Mon lecteur est-il familier de ce concept au nom barbare ? Est-il lui-même synesthète ? Répandue chez les humains au sens large mais plus courante chez les autistes, la synesthésie est un désordre bénin du traitement des informations sensorielles, qui implique qu’un input d’un certain sens génère une réaction d’un autre sens, de manière subjective.

Décortiquons la situation ensemble.

 

Clarifions

La synesthésie peut prendre de multiples apparences. Parmi les plus courantes, on retrouve une connexion concept-couleur et, de manière plus vaste, des sensations « fantômes ». Par exemple, une personne synesthète peut « voir » certains chiffres ou certains jours de la semaine dans une couleur donnée lorsqu’elle lit leur nom ou leur symbole ou même, les imagine dans son esprit. Il est d’ailleurs fréquent de voir des synesthètes discuter entre eux de la « vraie » couleur des nombres (« Deux est vert ! » « Vert ? Ridicule, deux est noir ! »).

La sensation fantôme est la possibilité d’extrapoler une sensation non-visuelle sur base d’une information visuelle. Par exemple, voir un tissu et savoir, exactement comme si on était en train de le toucher, quelle serait son ressenti sous les doigts[1]. Bien sûr, chez les autistes, cela peut mener à un dégoût visuel vis-à-vis des textures que nous ne supportons pas de toucher, puisque les regarder suffit à nous générer une sensation tactile.

D’autres variations de la synesthésie impliquent d’associer une odeur à un son, une couleur à un goût, une température à une texture, etc. Il est parfois admis que la misophonie, qui consiste en une réaction émotionnelle intense lorsque la personne entend certains sons, est peut-être une forme de synesthésie.

 

D’où est-ce que cela vient ?

En gros ? On ne sait pas très bien. La population moyenne compte environ 4 % de synesthètes[2], et il semblerait qu’il y ait au moins un facteur génétique qui entre en jeu. Le fait est que la condition est assez peu étudiée, n’étant pas très impactante pour ceux qui vivent avec. On sait en revanche que l’on peut induire de la synesthésie avec certaines substances hallucinogènes, ce qui implique que les mécanismes liés au traitement et à la production de sérotonine peuvent aussi participer au processus.

Une autre théorie est que les liens « anormaux » entre les sens pourraient être dus à une mauvaise réduction des connections neuronales comme cela a lieu au début de la croissance. C’est aussi selon ce modèle que l’on explique parfois l’autisme, un élagage incomplet des connections qui amène à un fonctionnement différent[3].

 

Les personnes autistes seraient plus concernées par le phénomène que les non-autistes, bien que cela soit une théorie qui se dégage des témoignages plutôt qu’un fait avéré. En plus du classique « les chiffres ont une couleur », qui peut amener de l’inconfort quand on manipule des chiffres colorés dans un cadre didactique et qu’ils n’ont pas la bonne couleur, il semblerait que nous interprétons plusieurs types d’input comme des sensations physiques. Cela peut inclure certains sons qui créent chez nous une sensation tactile, le « poids » du regard des autres, où regarder quelqu’un dans les yeux nous donne une sensation de pression, ou des sensations fantômes liées au toucher comme je l’ai décrit plus haut.

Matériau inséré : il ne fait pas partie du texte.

PR #14232, opened 2022-03-28
updating prettier and eslint

brad-decker:
## Explanation

Prettier has made some improvements to the way that it handles line breaks and object/array bracket placement that I feel will be desirable for most. To make this upgrade I had to upgrade the prettier plugin for eslint, which resulted in eslint needing to be upgraded as well. I have added rule updates to prevent *most* changes unrelated to the prettier upgrade. There are a few notable exceptions:

1. no-unsafe-optional-chaining. In two cases we were destructuring the result of an optional chain. This could result in a type error because you cannot destructure undefined. To fix I used `?? {}` so that the destructuring happens on the empty object instead of undefined.
2. jsdocs/check-types was upgraded to check for casing of 'object'. I ignored 99% of these casing problems using the rules, but some instances were too specific to override. In these cases I made sure that there were no other lint issues of different types in the file and auto fixed those files. Result is things like : `Object<string, Object>` -> `Object<string, object>`
3. no-precision-loss, in some test cases we were using hex numbers as object keys, which results in precision loss at runtime. These were converted to strings. 

Example cases of why I feel this update is beneficial:
image
image
image


.eslintrc.base.js
```diff
@@ -63,5 +63,21 @@ module.exports = {
     // a browser context. For instance, we may import polyfills which change
     // global variables, or we may import stylesheets.
     'import/no-unassigned-import': 'off',
+
+    // import/no-named-as-default-member checks if default imports also have
+    // named exports matching properties used on the default import. Example:
+    // in confirm-seed-phrase-component.test.js we import sinon from 'sinon'
+    // and later access sinon.spy. spy is also exported from sinon directly and
+    // thus triggers the error. Turning this rule off to prevent churn when
```
mcmire, line 71: Can you go into more detail about what you mean about reducing churn when upgrading eslint? Do you mean that your editor slows to a crawl or something after eslint is upgraded? I guess I'm wondering if this is a temporary performance problem or a consistent one.

brad-decker: Not performance - churn in code review. IE trying to minimize the amount of changes in one PR and focusing them on just prettier related changes for reviewing purposes

mcmire: Ohh gotcha, so this should be turned on, but we're disabling it for now since it's going to cause a lot more violations, is that what you mean?

brad-decker: Exactly

brad-decker:
Closing in favor of #15293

Comme nous sommes notoirement mauvais pour gérer nos informations sensorielles, il est possible qu’une surcharge d’un sens « déleste » dans une autre catégorie d’informations sensorielles, par exemple le chaos visuel d’un grand magasin qui nous rend plus ou moins sourds parce qu’incapables de traiter des informations sonores.

 

Je suis synesthète ! Je fais quoi ?

Ce que vous voudrez. La synesthésie a tendance à être corrélée à une bonne capacité de mémorisation, parce que l’information sensorielle « en plus » peut aider le processus. Également, les personnes synesthètes ont en général une longueur d’avance lorsqu’il s’agit d’être créatives et/ou artistiques, dans la mesure où leur cerveau leur fournit de base des parallèles intéressants.

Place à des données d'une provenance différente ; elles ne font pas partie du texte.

PR #14233, opened 2022-03-28
Modify CSP headers to allow hash of injected script

### LINKED ISSUE #31: Allow working with strict CSPs
TIL: Our current mobile script injection technique violates some CSPs!

I just got off a call with a team that currently can't use MetaMask because their page's CSP refuses to interact with an inline script.

It would help them if we also allowed connecting via a non-injected provider. Maybe we should set up detect-provider to bring its own inpage-provider, so it allows side-stepping this issue.

I'm reaching out to them to see what CSP this might be, I think a safely strict testing csp might be `script-src: 'none'`.

### LINKED ISSUE #3133: Inpage injection fails in Firefox under some CSP settings
Hey, as far as I can tell, my content security policy is preventing MetaMask from injecting its scripts. This is only happening in Firefox. It works correctly in Chrome, Safari, Opera, and Brave. My `script-src` directive looks like this:
```
script-src 'self';
```
and I'm seeing this csp violation in the js console:
```
Content Security Policy: The page’s settings blocked the loading of a resource at self. Source: (function e(t,n,r){function s(o,u){if(!n ....
```

Unfortunately Firefox only shows a preview of the blocked script. I've tried sha256 hashing each of the scripts in the latest Metamask release and adding them to the CSP, but that did not work. If you have any ideas that would be great!

<b>Browser:</b> Firefox 58.0.1
<b>Operating System:</b> Mac OSX 10.13.2

Pandapip1:
Fixes #3133
Fixes https://github.com/MetaMask/detect-provider/issues/31


Pandapip1:

Pandapip1:
This needs testing. It's possible it will work first-time, but I find that
unlikely.

Ref: https://github.com/metamask/detect-provider/issues/31

Pandapip1:
Hold on CI is stuck. Rerunning...

darkwing:
@Pandapip1 Could you provide context for this change?  Otherwise this PR isn't something we can accept.

mrnerdhair:
The context here is https://github.com/MetaMask/detect-provider/issues/31.

This is very interesting code and a novel approach, and I appreciate it for that -- I can see myself referring back to this work on occasion.

However, I'm not yet convinced this approach can work in all cases. CSPs can be -- and in many notable usecases, are -- set by meta tags in addition to headers. In fact, CSP meta tags can be constructed, injected, and altered *after page load* by scripts, which is a technique used by all-in-one cookie consent toolkits -- if you turn off consent for a certain site, they'll just update the CSP to block it.

Preemptively adding a CSP when none exists will probably break pages that don't use one, and reliably detecting meta tag CSP's doesn't seem possible. (I'd also want to verify where this filter is applied during the ServiceWorker lifecycle; if the modifications are visible to the ServiceWorker itself, that could cause problems too.) The best solution to this issue that I can see at the moment would be to update MetaMask/detect-provider to use its own inpage-provider if it doesn't see one injected by the extension.

Pandapip1:
I'll add code to fix that. I think the approach may still work.

Pandapip1:
Well, it doesn't really matter where the meta tag is applied during the
service worker if the content script itself modifies the CSP meta tag.

I'll see why some of those chrome tests aren't working, and submit a fix
for them.

Pandapip1:
I'd also like to add that if there is no CSP meta or header present, it
isn't modified, so pages without a CSP will still work properly.

digiwand:
Hello @Pandapip1! I will need to allocate more time to review this thoroughly.`MetaMask/detect-provider` is outside my current domain and is related to this change. In the meantime, I've bumped this PR in our Slack channel for others to review.

Pandapip1:
Do not merge this yet. I've tried out the latest build, but it doesn't seem to correctly be modifying the headers. I'll get back once it seems to be working again.

Pandapip1:
Okay, so it correctly injects with the meta tags:
image
But, patching the headers still needs work:
image

Pandapip1:
Haha, found the issue:
image

Pandapip1:
I can't reproduce the error on Circle CI, so I've just put the code that's erroring in a try/catch. If this passes CI, I'll test it.

Pandapip1:
CI just passed. I'm testing to see if this works.

mrnerdhair:
I don't think this will work. Note from https://w3c.github.io/webappsec-csp/#meta-element:
> Note: Modifications to the [content](https://html.spec.whatwg.org/multipage/semantics.html#attr-meta-content) attribute of a [meta](https://html.spec.whatwg.org/multipage/semantics.html#meta) element after the element has been parsed will be ignored.

Pandapip1:
> I don't think this will work. Note from https://w3c.github.io/webappsec-csp/#meta-element

Well then... firefox doesn't follow the spec :)

I've tested the meta-modifying code, and it works correctly (see https://github.com/MetaMask/metamask-extension/pull/14233#issuecomment-1083785727)

Pandapip1:
Well, this is interesting:
image
It looks like it should be correctly modifying the headers, but it isn't. I wonder if it's to do with the following:

> However, the Content-Security-Policy header is treated differently; its values are combined to apply all the specified policies. But, if two extensions set a CSP value that conflicts, the CSP service makes the restriction more strict to resolve the conflict. For example, if one extension sets img-src: example.com, and another extension sets img-src: example.org, the result is img-src: 'none'. Merged modifications always lean towards being more restrictive, though an extension may remove the original CSP header.
(https://developer.mozilla.org/en-US/docs/Mozilla/Add-ons/WebExtensions/API/webRequest/onHeadersReceived)

I might have to do a bit of tweaking to make this work.

Pandapip1:
Okay, so my plan of action is to have the background page, instead of modifying the CSP header, delete it and send it to the content script, which then re-adds it.

Pandapip1:
I **think** that this should work. Can someone test this?

I've got example webpages set up at:
https://CSPTest.pandapip1.repl.co/cspheader (CSP Header)
https://CSPTest.pandapip1.repl.co/cspmeta (CSP Meta Tag)

Pandapip1:
Why is the CLA bot failing?

Pandapip1:
Good news: it injects web3 all the time
Bad news: it isn't re-adding the CSP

Des problèmes peuvent en revanche se manifester si la personne a des aversions fortes envers certaines sensations subjectives, générées par son propre cerveau, et qu’elles sont associées à des sensations objectives, générées par son environnement : à terme, elle peut développer une aversion pour des stimulus parfaitement inoffensifs. Il est important de respecter autant que possible ses goûts et dégoûts, même s’ils semblent triviaux, dans la mesure où ils peuvent être connectés à une expérience qu’un observateur extérieur n’imagine même pas.

Cela implique aussi, pour mon lecteur autiste, de ne pas se forcer à continuer une expérience sous prétexte que « ça devrait aller ». S’il déteste la couverture verte non pas parce qu’elle gratte mais parce que la nuance de vert lui rappelle la fois où il a mangé de l’angélique confite et découvert que rien n’est aussi abominable que l’angélique confite, et ne peut de ce fait voir la couverture sans repenser à ce goût effroyable, c’est OK de ne pas utiliser la couverture verte. La vie est trop courte pour penser à de l’angélique tous les jours.

 

[1]Anecdote tangente mais néanmoins amusante : il semblerait que tant qu’une personne a touché l'objet, elle soit capable d’imaginer sa texture si elle le léchait. Mon lecteur est-il capable de « savoir » quelle texture aurait le carrelage de son salon sous la langue ? Celle de la table de la cuisine ? Les feuilles de l’arbre le plus proche ? Son écorce ? La peau de son propre dos ?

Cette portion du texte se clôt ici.